▶ [ABOUT THIS EXERCISE]
Copy the lines below verbatim. Begin with the first and end with the line containing "(and similar functions".

▶ [SUPPLIED MATERIAL]
PR #679, opened 2022-08-22
Docker verify improved

TylerAldrich:
Instead of having `await Docker.verify()` (and similar functions for checking compose/buildx) deep within functions right before we attempted to use them, the checks for various features required has been moved to the `RequiresDocker()` decorator. This solves a few problems:

- Calling `Docker.verify()` right before we exec some docker command means in some cases we end up doing some work before hitting the exception which wastes the users time. With the decorator, we fail as soon as a `run` or `runLocal` function that requires Docker features is called
- The `RequiresDocker` decorator uses a `_DockerHelper` class that figures out what docker features are available at the start of the command. The same results are re-used in the case of a command calling a different command, and we no longer end up in situations where we're running `Docker.verify()` multiple times in some commands like dev or exec
- We are now using` docker info` to figure out if the daemon is running and if compose/buildx exist. Instead of having 4 different checks for various docker features, we have 2. The first is checking if the docker command exists at all, the 2nd is running `docker info` to get all the info we need

I also did a minor refactor to the various docker utilities we had by moving them to a `/common/docker` folder.


src/common/docker/helper.ts
```diff
@@ -0,0 +1,180 @@
...
+    const plugins: Set<string> = new Set();
+    if (plugin_location >= 0) {
+      for (let i = plugin_location + 1; i < docker_info_lines.length; i++) {
+        if (!docker_info_lines[i].startsWith('  ')) {
+          break;
+        }
+        const plugin_name = docker_info_lines[i].trimLeft().split(':')[0];
+        plugins.add(plugin_name);
+      }
+    }
```
TylerAldrich, line 110: Use `docker info --format '{{json .}}'` and `JSON.parse` the output instead to make this way less sketch

TylerAldrich: done, thx for your sage widsom

src/common/docker/cmd.ts
```diff
@@ -0,0 +1,17 @@
+import execa, { Options } from 'execa';
+
+export const docker = async (args: string[], opts = { stdout: true }, execa_opts?: Options): Promise<any> => {
```
tjhiggins, line 3: Should we still have the decorator around the execa methods on the off chance we forget to put in the command?

TylerAldrich: Yeah no harm in dong that and a good idea to have a backup just in case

▶ [TASK ANSWER]
PR #679, opened 2022-08-22
Docker verify improved

TylerAldrich:
Instead of having `await Docker.verify()` (and similar functions for checking compose/buildx) deep within functions right before we attempted to use them, the checks for various features required has been moved to the `RequiresDocker()` decorator. This solves a few problems:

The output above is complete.